Ethical Considerations

This study was reviewed and approved by Advarra IRB for the protocol “Center of Complex Interventions – IDx20-001, Community frequent antigen testing to monitor COVID-19 in senior public housing setup (Pro00059157).” The most recent continuing review approval was granted on November 13, 2023, with an approval period through November 13, 2024. Advarra attests compliance with the US Department of Health and Human Services 45 CFR 46 and Food and Drug Administration 21 CFR 50/56 and is registered with OHRP/FDA (IRB number 00000971). All procedures adhered to the ethical standards of the responsible institutional/national committees and the World Medical Association Declaration of Helsinki. All personnel received certification and training through the Collaborative Institutional Training Initiative for human subjects research protection. There was no compensation to participants.

All study personnel completed Collaborative Institutional Training Initiative coursework prior to engaging in any human-subjects activities. This training is required by our IRB and institutional policy and included role-appropriate modules in Biomedical Human Subjects Research, Good Clinical Practice, Responsible Conduct of Research, Conflicts of Interest, and Health Insurance Portability and Accountability Act Privacy/Security. Certificates were verified by the private investigator and maintained on file. The curriculum covers the Belmont Report principles and applicable regulations (45 CFR 46 and Food and Drug Administration 21 CFR Parts 50/56), informed consent and documentation, recruitment and equitable selection, protection of vulnerable populations, adverse event and deviation reporting, data privacy/confidentiality, and secure data management.

Because the protocol involves point-of-care antigen testing and handling of respiratory specimens, staff also completed biosafety/Blood borne Pathogen training and followed BSL-2-appropriate standard operating procedures. All participant-facing procedures (screening, consent, anterior-nares swab collection, test execution, results disclosure) were conducted only by trained personnel under IRB-approved standard operating procedures. Study data were coded with limited identifiers, stored in access-controlled databases, and managed according to least-privilege access and audit-trail requirements. This statement documents personnel competence and compliance with human-subjects protections for the conduct of this study.

Prior to study procedures, all participants were informed of the study purpose, procedures, potential risks and benefits, data uses, and their right to withdraw without penalty. Written informed consent was obtained from each participant using IRB-approved consent materials. No identifiable personal information is reported in this manuscript.

Data were collected and stored using IRB-approved procedures designed to protect participant privacy and confidentiality; only deidentified or aggregated data are presented.
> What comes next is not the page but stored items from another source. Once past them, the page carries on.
PR #37502, opened 2025-05-16
Fix tile-events returns

metalgearsloth:
Should really be continues.


slarticodefast (changes requested):
AutomaticAtmosSystem
grafik
ExplosionSystem.Gridmap
grafik
PathfindingSystem.Grid
grafik
PinpointerSystem.Navmap
grafik
NavMapSystem
grafik
RequiresTileSystem
grafik

These all seem to have the same problem
see https://github.com/space-wizards/space-station-14/pull/37229/files

slarticodefast:
Pinging @Tayrtahn to confirm in case some are on purpose

slarticodefast (changes requested):

slarticodefast (approved):

Tayrtahn:
Good fixes! Thanks for cleaning these up!

PR #37507, opened 2025-05-16
Don't group damage in the HealthChange.cs guidebook text

EmoGarbage404:
## About the PR

Changes the chem guidebook text to not group damage in the normal `HealthChange` effect.

## Why / Balance

It's more obvious now with the `EvenHealthChange` effect, but healing damage is not based around groups and treating it as such is super misleading.

If a player sees someone has 20 brute damage and administers 10u of bicaridine, the actual effectiveness can vary from 100% to 33%, due to how the split damage is distributed. As such, it makes more sense to be specific about how the damage is split so that players can better understand how the healing works.

## Technical details

Just removes a bunch of complicated shitcode

## Media

old:
image

new:
image

## Requirements

## Breaking changes

**Changelog**
:cl:
- tweak: The guidebook is now more explicit about how damage/healing from chemicals is split.


ScarKy0:
PEAK

PR #37515, opened 2025-05-16
Add debug power cells

ToastEnjoyer:
## About the PR
Added debug power cells and power cages.

## Why / Balance
These can be used for various things.

## Technical details
Added debug power cells/cages.

## Requirements

## Breaking changes

**Changelog**
N/A
-->


ScarKy0:
Won't just using a microreactor or antique cell have the same effect since they regenerate?

ToastEnjoyer:
> Won't just using a microreactor or antique cell have the same effect since they regenerate?

This is basically for mappers or other reasons, this is not supposed to be a normal obtainable item.

PR #37525, opened 2025-05-16
Force Wall Tweaks

keronshb:
## About the PR

Force Wall was tweaked to be more fair and to prevent cheesing with wall layers to be invulnerable.

## Why / Balance

Force Wall had some glaring issues:
- The despawn time was longer than the use action time
- If a wizard hid in the wall hitbox they couldn't be hit (they also couldn't interact out of it either)

Now the despawn timer is shorter than the use action time
12s => 10s
And the Action Use Delay is longer:
10s => 15s

A Special Wall Layer was added to compensate for this. It's almost the same as a Wall Layer except Impassible and InteractImpassible are removed from it. 
- Non-casters still can't go past it (including mice and flying creatures)
- It can't be shot through with bullets, or lasers, or any projectile from the wizard
- The wizard now CAN interact out of it, but they can also be hit while inside of it too

## Technical details

SpecialWallLayer was added to collision groups, it's similar to a Wall Layer except that anyone inside of it can be interacted with and can interact outside of it.

## Media

https://github.com/user-attachments/assets/d5aa226e-5d03-4fcc-849d-c8c599ec9878

## Requirements

## Breaking changes

**Changelog**

:cl:
- tweak: Force Wall timers changed so it despawns faster than it can be cast.
- tweak: Force Wall users can now interact while inside of the wall, but also can be attacked while inside of the wall.

### DIFF
--- a/Resources/Prototypes/Entities/Structures/Walls/walls.yml
+++ b/Resources/Prototypes/Entities/Structures/Walls/walls.yml
@@ -1301,30 +1301,30 @@
   id: WallForce
   name: force wall
   components:
-    - type: TimedDespawn
-      lifetime: 10
-    - type: Tag
-      tags:
-        - Wall
-    - type: Physics
-      bodyType: Static
-    - type: Fixtures
-      fixtures:
-        fix1:
-          shape:
-            !type:PhysShapeAabb
-            bounds: "-0.5,-0.5,0.5,0.5"
-          mask:
-            - FullTileMask
-          layer:
-            - WallLayer
-    - type: Airtight
-    - type: Sprite
-      sprite: Structures/Magic/forcewall.rsi
-      state: forcewall
-    - type: Icon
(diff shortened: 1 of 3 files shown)


Resources/Prototypes/Entities/Structures/Walls/walls.yml
```diff
@@ -1301,30 +1301,30 @@
...
+  - type: Fixtures
+    fixtures:
+      fix1:
+        shape:
+          !type:PhysShapeAabb
+          bounds: "-0.5,-0.5,0.5,0.5"
+        mask:
+          - SpecialWallLayer
+        layer:
+          - SpecialWallLayer
```
slarticodefast, line 1320:
```suggestion
        mask:
        - SpecialWallLayer
        layer:
        - SpecialWallLayer
```

slarticodefast (approved):
Works as intended!

PR #37531, opened 2025-05-17
Atmos Air Grenades

ArtisticRoomba:
## About the PR
Adds air grenades, a portable grenade that rapidly fills a room with air. They have enough air in them to fill 30 tiles of pure vacuum up to 101.325 kPa (standard atmospheric) at room temp.

The reasoning behind having around 3000 mol of gas in the size of a grenade? Yuh huh.

## Why / Balance
Atmospherics doesn't have a lot of quick repair solutions available to combat spacing, and people are often dead or are in the process of dying as atmos techs frantically struggle to restore air to a room.

Air grenades provide a middleground solution. While it doesn't fill up most rooms to where everyone is breathing, it'll significantly reduce the barotrauma damage that they take, which is huge if spacing damage was actually real on upstream instead of it being a suggestion.

Air grenades aren't super powerful, as Atmos only starts with one of them per atmos tech. And there's only 2-3 atmos techs on station. Air grenades aren't purchasable right now because I want to see how powerful these turn out.

Your standard air canister currently contains less air than these grenades. This is bad! I'm going to buff those moderately in the near future.

In the future, a custom payload may be implemented, which will allow you to make your own custom grenades using a gas payload canner. This will allow Atmos techs to create their own custom mixes :trollface: for restoring air :trollface: in an emergency :trollface:.

## Technical details
Another update loop. I'm sorry Sloth.
Pretty naive implementation as well.

A new ReleaseGasOnTriggerSystem/Component has been added.

In short, the grenade is inactive until it's made active via a received trigger.

When triggered, it'll start releasing gas into the atmosphere. It updates once per second.

In order to prevent trolling forks who have space wind turned on, the gas can be optionally released as a ratio of the current gas mixture. An [exponential rise](https://www.desmos.com/calculator/fx9gfrhoim) can also be specified as taking ever so smaller ratios of the gas mix will lead to the grenade sitting there for a long time.

If there's no more gas to output, or there's no atmosphere to be found, it just nukes itself.

## Media
Sprite is temporary. Just putting this up for shitcode review.

Content Client_45A8PpiVV3

## Requirements

**Changelog**
:cl:
- add: Air grenades have been added! These can fill up a spaced room of ~30 tiles with fresh air. They can be found in Atmospheric Technician's lockers. Use them wisely!


PicklOH:
These are super cool! Awesome PR. I can't wait for the custom payload for totally safe and legitimate reasons.

NoElkaTheGod:
Why does a small grenade has 3000 mol of gas in it? Bluespace tech, of course.

slarticodefast:
More bereaking changes for my trigger refactor :death:
I guess I can fix these though.

EmoGarbage404:
black smoke is kinda strange. im kinda torn if it needs a proper visual or just like a hissing sound effect to communicate air is moving.

Resources/Prototypes/Entities/Objects/Weapons/Throwable/grenades.yml
```diff
@@ -461,6 +461,35 @@
...
 
+- type: entity
+  parent: [ BaseEngineeringContraband, GrenadeBase ] # Prevent inheriting DeleteOnTrigger from SmokeGrenade
+  id: AirGrenade
+  name: air grenade
+  description: A special solid state chemical grenade used for quickly releasing standard air into a spaced area. Fills up to 30 tiles!
+  components:
+  - type: Sprite
+    sprite: Objects/Weapons/Grenades/metalfoam.rsi
+  - type: SmokeOnTrigger
```
slarticodefast, line 472: I would remove the smoke and replace it by a visual effect with a timed despawn
you can use SpawnOnTrigger for that
or add a sprite layer for it

Content.Shared/Explosion/Components/OnTrigger/ReleaseGasOnTriggerComponent.cs
```diff
@@ -0,0 +1,73 @@
...
+    /// for exponential rise calculations.
+    /// </summary>
+    [DataField]
+    public int TimesReleased;
+
+    /// <summary>
+    /// The gas mixture that will be released to the current tile atmosphere when triggered.
+    /// </summary>
+    [DataField]
+    public GasMixture Air { get; set; }
```
slarticodefast, line 72: getters and setters in components are no longer needed

Content.Server/Explosion/EntitySystems/ReleaseGasOnTriggerSystem.cs
```diff
@@ -0,0 +1,79 @@
...
+
+            var fraction = comp.RemoveFraction ?? 1f;
+            var giverGasMix = comp.Air.RemoveRatio(fraction);
+            var environment = _atmosphereSystem.GetContainingMixture(uid, false, true);
+
+            if (environment == null)
+            {
+                QueueDel(uid);
+                continue;
+            }
```
slarticodefast, line 54: wouldn't this immediately delete the grenade when in space?

ArtisticRoomba: Yeah, it'll middle finger them if they throw it into general space. Undesirable?

Content.Server/Explosion/EntitySystems/ReleaseGasOnTriggerSystem.cs
```diff
@@ -0,0 +1,79 @@
...
+
+        var curTime = _timing.CurTime;
+        var query = EntityQueryEnumerator<ReleaseGasOnTriggerComponent>();
+
+        while (query.MoveNext(out var uid, out var comp))
+        {
+            if (!comp.Active || comp.NextReleaseTime > curTime)
+                continue;
+
+            var fraction = comp.RemoveFraction ?? 1f;
```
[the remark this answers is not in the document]
ArtisticRoomba: I was... eeby and sleepy and not thinking right

Content.Server/Explosion/EntitySystems/ReleaseGasOnTriggerSystem.cs
slarticodefast: I think it's just a little weird if it directly disappears

ArtisticRoomba: I was planning on having the grenade exist afterwards and when the component is done just do remcomp

superjj18:
>which is huge if spacing damage was actually real on upstream instead of it being a suggestion

I feel like this is true only for slimes who prepare to handle spacing.  As a slime atmos it's actually fun to forgo the typical hardsuit and just use a winter jacket(at the risk of round removal via ashing/rads).  If ever I find a spaced area rather than running back to engi, getting a suit and slowly walking back, I instead just say "fuck it" and either fix the problem or die trying.  It's like a time trial where the cost of failure is drag of shame back to medbay.

Honestly that play style is definitely going to benefit the most from this item.  You would still need to fix the breach first but it would allow you to immediately stop dying once you do solve the issue.

Content.Shared/Explosion/Components/OnTrigger/ReleaseGasOnTriggerComponent.cs
```diff
@@ -0,0 +1,91 @@
...
+using Robust.Shared.Serialization.TypeSerializers.Implementations.Custom;
+
+namespace Content.Shared.Explosion.Components.OnTrigger;
+
+/// <summary>
+/// Contains a GasMixture that will release its contents to the atmosphere when triggered.
+/// </summary>
+[RegisterComponent, NetworkedComponent]
+[AutoGenerateComponentPause]
+public sealed partial class ReleaseGasOnTriggerComponent : Component
```
EmoGarbage404, line 13: should add Access if you have a shared system for this

EmoGarbage404 (approved):
good to merge after the smallest comment ever

Content.Shared/Explosion/Components/OnTrigger/ReleaseGasOnTriggerComponent.cs
ArtisticRoomba: Local maintainer for the upstream project gets caught being a C# noob in 4K UHD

For studies of internet/digital tools, we complied with applicable local, national, and international regulations on the protection of personal information, privacy, and human rights.

Any protocol amendments, consent-form changes, or substantive reportable events (eg, unanticipated problems, adverse device effects, or protocol violations affecting rights, safety, or data integrity) were submitted to Advarra in accordance with IRB requirements prior to implementation.

We illustrate the application of the described methodology to characterize the analyzed COVID-19 AT brand and predict the corresponding real-world probability of agreement against qRT-PCR data.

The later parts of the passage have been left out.